[The task]
Go through the entries below and print, exactly, the lines starting at the one with "(diff shortened: 1 of 3 files shown)" and ending at the one with "Only until 1.4.0", keeping both ends and no others.

[Entries provided]
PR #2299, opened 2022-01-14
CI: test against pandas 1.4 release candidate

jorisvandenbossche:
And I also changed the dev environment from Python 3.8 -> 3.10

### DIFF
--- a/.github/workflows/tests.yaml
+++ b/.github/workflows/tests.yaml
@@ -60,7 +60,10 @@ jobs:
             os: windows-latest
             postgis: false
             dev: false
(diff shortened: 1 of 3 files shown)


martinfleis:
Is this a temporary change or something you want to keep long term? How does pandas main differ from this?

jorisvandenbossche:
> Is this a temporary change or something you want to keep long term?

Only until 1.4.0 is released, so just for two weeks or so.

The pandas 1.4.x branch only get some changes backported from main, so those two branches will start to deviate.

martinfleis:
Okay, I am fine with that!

---

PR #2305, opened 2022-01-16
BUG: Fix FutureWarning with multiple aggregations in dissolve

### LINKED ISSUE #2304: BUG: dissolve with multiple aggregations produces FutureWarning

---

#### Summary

--

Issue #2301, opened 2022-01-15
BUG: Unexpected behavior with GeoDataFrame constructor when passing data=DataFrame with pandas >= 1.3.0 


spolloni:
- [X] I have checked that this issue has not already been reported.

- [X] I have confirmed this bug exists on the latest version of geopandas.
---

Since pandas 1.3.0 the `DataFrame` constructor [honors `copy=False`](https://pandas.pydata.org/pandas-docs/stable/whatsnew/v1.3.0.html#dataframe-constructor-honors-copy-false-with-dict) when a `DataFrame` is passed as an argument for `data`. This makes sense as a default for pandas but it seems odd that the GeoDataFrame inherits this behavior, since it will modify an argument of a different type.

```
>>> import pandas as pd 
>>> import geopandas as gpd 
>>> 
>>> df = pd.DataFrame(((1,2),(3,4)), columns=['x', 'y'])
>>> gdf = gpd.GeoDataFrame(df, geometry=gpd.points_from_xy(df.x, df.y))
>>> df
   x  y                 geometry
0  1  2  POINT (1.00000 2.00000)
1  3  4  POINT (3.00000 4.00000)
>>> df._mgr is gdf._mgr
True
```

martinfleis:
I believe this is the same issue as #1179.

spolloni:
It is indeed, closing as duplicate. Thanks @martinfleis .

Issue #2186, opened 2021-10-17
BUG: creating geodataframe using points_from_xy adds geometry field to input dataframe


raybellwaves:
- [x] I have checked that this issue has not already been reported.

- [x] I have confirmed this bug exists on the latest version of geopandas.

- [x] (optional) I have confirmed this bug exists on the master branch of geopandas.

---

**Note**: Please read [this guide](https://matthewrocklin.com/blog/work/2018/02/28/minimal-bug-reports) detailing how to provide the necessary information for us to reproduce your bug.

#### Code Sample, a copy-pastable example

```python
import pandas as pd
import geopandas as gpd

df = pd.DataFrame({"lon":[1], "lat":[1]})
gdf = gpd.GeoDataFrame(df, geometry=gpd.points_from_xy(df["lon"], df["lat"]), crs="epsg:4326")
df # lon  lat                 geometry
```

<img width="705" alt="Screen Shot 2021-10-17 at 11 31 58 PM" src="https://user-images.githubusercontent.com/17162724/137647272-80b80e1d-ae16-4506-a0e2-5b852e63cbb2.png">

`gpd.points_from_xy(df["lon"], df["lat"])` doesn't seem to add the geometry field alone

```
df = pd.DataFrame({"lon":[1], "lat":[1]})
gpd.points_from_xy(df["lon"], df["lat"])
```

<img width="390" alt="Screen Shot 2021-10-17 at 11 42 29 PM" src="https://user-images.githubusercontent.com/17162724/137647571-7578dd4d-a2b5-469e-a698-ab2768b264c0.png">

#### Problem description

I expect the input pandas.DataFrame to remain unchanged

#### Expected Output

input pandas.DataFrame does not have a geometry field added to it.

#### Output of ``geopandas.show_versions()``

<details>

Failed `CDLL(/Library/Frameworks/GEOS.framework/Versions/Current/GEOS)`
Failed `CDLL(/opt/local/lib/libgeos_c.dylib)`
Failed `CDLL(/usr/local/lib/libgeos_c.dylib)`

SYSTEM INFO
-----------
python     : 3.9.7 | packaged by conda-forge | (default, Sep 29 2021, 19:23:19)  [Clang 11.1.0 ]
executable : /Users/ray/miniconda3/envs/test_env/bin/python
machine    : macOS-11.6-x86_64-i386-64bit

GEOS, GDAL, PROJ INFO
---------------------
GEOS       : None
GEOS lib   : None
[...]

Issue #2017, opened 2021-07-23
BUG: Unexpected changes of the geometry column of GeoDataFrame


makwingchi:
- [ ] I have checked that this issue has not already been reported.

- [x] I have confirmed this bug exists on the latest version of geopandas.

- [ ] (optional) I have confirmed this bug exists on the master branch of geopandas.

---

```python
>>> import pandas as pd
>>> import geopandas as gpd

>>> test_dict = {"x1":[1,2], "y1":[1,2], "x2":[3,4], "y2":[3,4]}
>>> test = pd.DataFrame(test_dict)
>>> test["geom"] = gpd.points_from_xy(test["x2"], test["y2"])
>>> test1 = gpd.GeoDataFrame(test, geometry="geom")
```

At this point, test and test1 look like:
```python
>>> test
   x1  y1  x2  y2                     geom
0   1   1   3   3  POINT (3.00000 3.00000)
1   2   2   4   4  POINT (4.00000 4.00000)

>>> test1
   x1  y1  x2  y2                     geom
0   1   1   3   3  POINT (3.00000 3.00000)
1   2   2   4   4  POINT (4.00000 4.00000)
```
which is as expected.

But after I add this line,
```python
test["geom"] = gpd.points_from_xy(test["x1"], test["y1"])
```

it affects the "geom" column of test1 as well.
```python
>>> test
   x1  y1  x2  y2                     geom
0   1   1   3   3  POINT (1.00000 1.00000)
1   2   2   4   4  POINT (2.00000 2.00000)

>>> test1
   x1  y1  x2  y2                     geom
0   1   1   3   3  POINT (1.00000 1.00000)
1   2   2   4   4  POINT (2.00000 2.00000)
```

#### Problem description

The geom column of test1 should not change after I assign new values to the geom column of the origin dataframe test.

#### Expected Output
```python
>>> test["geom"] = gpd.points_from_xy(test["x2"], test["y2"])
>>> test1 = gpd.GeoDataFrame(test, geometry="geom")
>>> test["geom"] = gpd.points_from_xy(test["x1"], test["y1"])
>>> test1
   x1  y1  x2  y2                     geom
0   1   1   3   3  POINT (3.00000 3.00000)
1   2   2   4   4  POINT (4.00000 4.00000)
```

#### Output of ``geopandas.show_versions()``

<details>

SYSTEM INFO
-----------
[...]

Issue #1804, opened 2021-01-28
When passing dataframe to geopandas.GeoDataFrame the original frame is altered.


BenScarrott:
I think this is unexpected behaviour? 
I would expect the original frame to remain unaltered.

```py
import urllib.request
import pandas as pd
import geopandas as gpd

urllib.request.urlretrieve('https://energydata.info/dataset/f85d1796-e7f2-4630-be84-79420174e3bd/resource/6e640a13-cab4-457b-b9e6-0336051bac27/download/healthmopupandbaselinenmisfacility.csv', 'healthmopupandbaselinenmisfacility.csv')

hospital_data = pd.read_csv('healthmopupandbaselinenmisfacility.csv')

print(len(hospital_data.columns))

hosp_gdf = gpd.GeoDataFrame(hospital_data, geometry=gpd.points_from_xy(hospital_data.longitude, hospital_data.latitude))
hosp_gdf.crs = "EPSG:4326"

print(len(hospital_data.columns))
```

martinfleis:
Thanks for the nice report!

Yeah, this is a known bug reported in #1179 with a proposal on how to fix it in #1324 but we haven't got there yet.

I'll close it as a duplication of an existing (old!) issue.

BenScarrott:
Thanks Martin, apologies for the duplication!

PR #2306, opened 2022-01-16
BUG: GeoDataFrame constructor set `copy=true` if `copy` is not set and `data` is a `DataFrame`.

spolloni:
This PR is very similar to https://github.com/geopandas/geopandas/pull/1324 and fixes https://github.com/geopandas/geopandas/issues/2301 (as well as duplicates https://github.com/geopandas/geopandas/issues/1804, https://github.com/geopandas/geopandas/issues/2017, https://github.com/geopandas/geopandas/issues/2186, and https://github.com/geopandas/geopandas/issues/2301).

[Task result]
(diff shortened: 1 of 3 files shown)


martinfleis:
Is this a temporary change or something you want to keep long term? How does pandas main differ from this?

jorisvandenbossche:
> Is this a temporary change or something you want to keep long term?

Only until 1.4.0 is released, so just for two weeks or so.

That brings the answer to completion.